“Identifying the different factors that determine different T cell states and therefore their function helps us understand if T cells will be able or not to fight viral infections or tumor growth, and if they will be able or not to provide long-term protection,” says the study’s first author James Scott-Browne, a postdoctoral fellow in the laboratory of Anjana Rao, a professor in the Division of Signaling and Gene Expression. “We may be able to revert the exhaustion phenotype of T cells and render them better able to fight tumors or chronic viral infections such as HIV, or generate better memory cells in response to vaccines.”

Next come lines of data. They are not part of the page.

PR #405, opened 2016-01-28
format provisioning errors less shittily

byxorna:
Provisioning errors are hard to read right now. Change that to format preformatted code with like... `<pre><code>...</code></pre>`. @Primer42 @defect @schallert @roymarantz @maddalab

### DIFF
--- a/public/javascripts/main.js
+++ b/public/javascripts/main.js
@@ -235,7 +235,7 @@ $(document).ready(function() {
           var message = response.data.message;
           html += '<div style="font-family: monaco">' + message + '</div>';
           if (details && typeof(details) === "object" && details.message) {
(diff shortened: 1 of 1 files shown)


Primer42:
LGTM

roymarantz:
:+1:  for the code, but does the "caller" have any trouble with this?  it is likely to change the "shape" of the  displayed message.  e.g if the message used to be displayed as a single line and the formating shapes it into multi-line...

byxorna:
@roymarantz this is web view only. "clients" are humans clicking buttons. This does not impact responses given over API at all

roymarantz:
that is what I was hoping for.  thaks

byxorna:
@Primer42 merge?

PR #407, opened 2016-02-01
Fix multi-collins queries

defect:
This is a follow-up to #396 and tries to fix a couple of issues with multi-collins queries.

**1. Send CQL query to remote instances** (848a11a)

This is what #396 tried to fix but didn't since I actually sent the query in Solr format instead of CQL to the remote instances. To fix this, I've changed the way we handle CQL queries by storing them as a `String` instead of a `SolrExpression`, and only parse the query to solr syntax when we're actually planning to execute it. This means that we can pass the raw CQL query string to the remote instances.

**2. Fix parsing of remote responses where state is null** (04571fd)

Previously, if an asset a remote instance returned didn't have a state, the JSON parser would fail on the null value.

**3. Fix filtering of the local instance** (9025bcd)

When doing a multi-collins query we try to filter out the local instance (the one we actually send the query to) based on the `multicollins.thisInstance` config variable. However, we're comparing a `String` with an `Option[String]` which fails so we'll actually get the results from the local instance twice, once for the multi-collins query and once for the local.

@tumblr/collins @tbchrist @bobpattersonjr

CC'ing you too @cburroughs, since it would be interesting to hear feedback based on your multi-collins use cases.


app/collins/models/Asset.scala
```diff
@@ -266,7 +266,7 @@ object Asset extends Schema with AnormAdapter[Asset] with AssetKeys {
     val findLocations = find(PageParams(0, 50, "ASC", "tag"), AttributeResolver.emptyResultTuple, instanceFinder)
       .items
       .collect { case a: Asset => a }
-      .filter { _.tag != MultiCollinsConfig.thisInstance }
+      .filter(asset => { !MultiCollinsConfig.thisInstance.contains(asset.tag) })
```
roymarantz: t would be nice to add a comment explaining this.  On the surface it looks like you are removing any assets that exist in the current instance, instead of assets returned from the direct (vs multi-collins) query.  [unless I'm misinterpreting things...]

app/collins/models/conversions.scala
```diff
@@ -136,7 +137,10 @@ object conversions {
       (json \ "UPDATED").asOpt[Timestamp],
       (json \ "DELETED").asOpt[Timestamp],
       (json \ "ID").as[Long],
-      (json \ "STATE").asOpt[State].map(_.id).getOrElse(0)))
+      (json \ "STATE") match {
+        case JsNull => State.ANY_STATUS
```
roymarantz: I don't understand how state can be null since it should be defined once the asset is created unless Unknown translates to null???

roymarantz:
:+1:  if this works ,since it is hard to argue with success :-) , even with my comments

app/collins/models/Asset.scala
defect: This is just for finding the datacenter assets. Before actually executing the query the user sent, we have to figure out which remote collins instances are around that we need to send the query to. 

What we actually do here is query for assets of type `MultiCollinsConfig.instanceAssetType` which is the asset type that represents instances in other datacenters. This filter will remove one asset, and that is the local datacenter.

app/collins/models/conversions.scala
defect: I think you might be confusing Status (`New`, `Incomplete`, `Allocated` etc.) and State (`RUNNING`, `MAINT_NOOP` etc). A newly created asset will have a status, but not a state.

roymarantz: If you say so.  I would think State and Status should always be well defined, but reality and (my) theory often disagree.

app/collins/models/Asset.scala
roymarantz: If you think the code has an "obvious" function, then OK, else a comment would be nice.

defect: I agree, it's not very obvious. Comment added.

app/collins/models/Asset.scala
```diff
@@ -266,7 +266,8 @@ object Asset extends Schema with AnormAdapter[Asset] with AssetKeys {
     val findLocations = find(PageParams(0, 50, "ASC", "tag"), AttributeResolver.emptyResultTuple, instanceFinder)
       .items
       .collect { case a: Asset => a }
-      .filter { _.tag != MultiCollinsConfig.thisInstance }
+      // filter out the local instance so that we don't perform both a local and a remote query to it
+      .filter(asset => { !MultiCollinsConfig.thisInstance.contains(asset.tag) })
```
Primer42: So, this is a really perverse case, but I think this would mess up if you had a datacenter instance name that was a substring of another datacenter name.  For example, if your datacenters were `DC` and `DC1`.  I think you may want to do an equality match here, maybe even make it case insensitive.

app/collins/models/RemoteAssetFinder.scala
```diff
@@ -48,15 +48,15 @@ case class AssetSearchParameters(
   def toSeq: Seq[(String, String)] = {
     val q1: Seq[(String, String)] = (
       params._1.map { case (enum, value) => (enum.toString, value) } ++
-      params._2.map { case (assetMeta, value) => ("attribute" -> "%s;%s".format(assetMeta.name, URLEncoder.encode(value, "UTF-8"))) } ++
-      params._3.map { i => ("attribute" -> ("ip_address;" + URLEncoder.encode(i, "UTF-8"))) }) ++ afinder.toSeq :+ ("details" -> (if (details) "true" else "false"))
+      params._2.map { case (assetMeta, value) => ("attribute" -> "%s;%s".format(assetMeta.name, value)) } ++
```
Primer42: Can you explain what is going on here? Is it safe to not URL encode the strings we're sending across over HTTP?

Primer42: Nevermind, you URLEncoded everything later. I didn't read far enough.

app/collins/models/Asset.scala
defect: This isn't a substring match but a function on the `Option` type. It does an equality test on the string within the `Option[String]` that is `MultiCollinsConfig.thisInstance` (or returns false if the option is `None`). It is not a substring match so I think this should be fine.

```
scala> Some("dc1").contains("dc1")
res1: Boolean = true

scala> Some("dc1").contains("dc")
res0: Boolean = false

scala> None.contains("dc1")
res2: Boolean = false
```

app/collins/models/RemoteAssetFinder.scala
defect: Yep, the URL encoding now happens in `toQueryString` which, you know, actually produces a query string :)

app/collins/models/Asset.scala
Primer42: Ahhh OK awesome

Primer42:
LGTM

PR #408, opened 2016-02-03
Collins-shell fix dependencies

Primer42:
A few changes here:
- Remove `jewler` and `rubygems-update` dependencies
- Remove weird backwards compatible jewler code from gemspec file 
- Use gemspec in Gemfile rather than declaring all dependencies twice

@tumblr/collins


support/ruby/collins-shell/collins_shell.gemspec
```diff
@@ -1,95 +1,70 @@
...
+    'lib/collins_shell/util.rb',
+    'lib/collins_shell/util/asset_printer.rb',
+    'lib/collins_shell/util/asset_stache.rb',
+    'lib/collins_shell/util/log_printer.rb',
+    'lib/collins_shell/util/printer_util.rb'
   ]
-  s.homepage = "https://github.com/tumblr/collins/tree/master/support/ruby/collins-shell"
-  s.licenses = ["APL 2.0"]
-  s.require_paths = ["lib"]
-  s.rubygems_version = "1.8.23"
```
Primer42: Docs say that this should never be set by hand, so I deleted it
http://guides.rubygems.org/specification-reference/#rubygems_version

komapa:
:bullettrain_front: LGTM

roymarantz:
:+1:

Primer42:
The scala tests failed, but all the ruby tests passed, so this is safe to go out.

When viruses invade or cells turn malignant, the immune system mobilizes a small cohort of naïve or immature CD8 T cells, a crucial subdivision of the immune system charged with killing virus-infected and cancerous cells. Upon activation, they mature and proliferate exponentially into highly specific effector T cells that eliminate virus-infected or otherwise compromised cells. After their job is done, most effector T cells die leaving behind only a small contingent of memory T cell that confer long-term protection.
In the face of chronic viral infections such as hepatitis and HIV as well as certain types of cancers, however, activated CD8 T cells are unable to gain the upper hand and clear the threat. As a result, CD8 T cells start to express inhibitory cell surface receptors that transmit inhibitory signals into the cell establishing a negative feedback loop. The mechanism is designed to prevent excessive immune responses from taking hold but it leaves CD8 T cells unable to fight foreign invaders effectively and forces them into a state known as “T cell exhaustion.”
In earlier work, Rao and her team had pinpointed a transcription factor known as NFAT as the molecular linchpin that orchestrates T cell activation and exhaustion. When the T cell receptor on the surface of CD8 T cells recognizes a foreign protein, it kicks off a signaling cascade that culminates in the activation of NFAT and its partner AP-1.
Together, the pair binds to regulatory regions in the genome and initiates a genetic program that activates T cells and readies them to fight cancer and viral infections. When acting on its own, NFAT shifts the equilibrium from an activated to an exhausted state by binding to a different subset of regulatory regions within the genome, impairing the immune system’s response to tumors and infection.
The current study expands the previous experiments, which were largely based on lab-grown T cells, to T cells isolated from mice with acute or chronic viral infections. It centered on a powerful methodology known as ATAC-seq, which pinpoints “open” or accessible stretches of chromatin. Chromatin is the sum total of genomic DNA and all associated proteins, which not only packages and condenses DNA but also helps control gene expression by giving or denying access to transcription factors. Knowing which regulatory sites in the genome are open for business allows scientists to conclude which transcription factors play a role in certain biological processes.
“We showed that when naïve cells are transformed into effector cells, there are big changes in the regions of chromatin near the genes that determine an “activated fate,” explains co-lead author Renata Pereira, formerly a postdoctoral researcher in the Rao laboratory, and now an assistant professor at the Universidade Federal do Rio de Janeiro in Brazil. “In contrast the chromatin structure of effector cells is quite similar to that in memory or exhausted cells, suggesting that the differences in the functions of these cell types depend mostly on the action of transcription factors that bind the already open chromatin regions. So transcription factors could be a more interesting target to modulate the function of T cells than proteins that modulate if the chromatin is more or less accessible.”